INFORMATION SHOWN: Begin

PR #2506, opened 2020-08-26
[eject] Added support for allowBackup

EvanBacon:
# Test Plan

wrote tests

### DIFF
--- a/packages/config/src/android/AllowBackup.ts
+++ b/packages/config/src/android/AllowBackup.ts
@@ -1,0 +1,37 @@
+import { ExpoConfig } from '../Config.types';
+import { Document } from './Manifest';
+
+export function getAllowBackup(config: Pick<ExpoConfig, 'android'>): boolean {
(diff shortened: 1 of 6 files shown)


packages/config/src/android/AllowBackup.ts
```diff
@@ -0,0 +1,37 @@
+import { ExpoConfig } from '../Config.types';
+import { Document } from './Manifest';
+
+export function getAllowBackup(config: Pick<ExpoConfig, 'android'>): boolean {
+  // Defaults to true.
+  // https://docs.expo.io/versions/latest/config/app/#allowbackup
```
brentvatne, line 6: @cruzach - can you confirm that this is intentional?

cruzach: yep, bc we want to match Android's default for `android:allowBackup`- https://developer.android.com/guide/topics/manifest/application-element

INFORMATION SHOWN: End

§ **WHAT THE TASK ASKS**
Every record, from the first to the last, should be transcribed exactly.

§ **ANSWER SECTION**
PR #2506, opened 2020-08-26
[eject] Added support for allowBackup

EvanBacon:
# Test Plan

wrote tests

### DIFF
--- a/packages/config/src/android/AllowBackup.ts
+++ b/packages/config/src/android/AllowBackup.ts
@@ -1,0 +1,37 @@
+import { ExpoConfig } from '../Config.types';
+import { Document } from './Manifest';
+
+export function getAllowBackup(config: Pick<ExpoConfig, 'android'>): boolean {
(diff shortened: 1 of 6 files shown)


packages/config/src/android/AllowBackup.ts
```diff
@@ -0,0 +1,37 @@
+import { ExpoConfig } from '../Config.types';
+import { Document } from './Manifest';
+
+export function getAllowBackup(config: Pick<ExpoConfig, 'android'>): boolean {
+  // Defaults to true.
+  // https://docs.expo.io/versions/latest/config/app/#allowbackup
```
brentvatne, line 6: @cruzach - can you confirm that this is intentional?

cruzach: yep, bc we want to match Android's default for `android:allowBackup`- https://developer.android.com/guide/topics/manifest/application-element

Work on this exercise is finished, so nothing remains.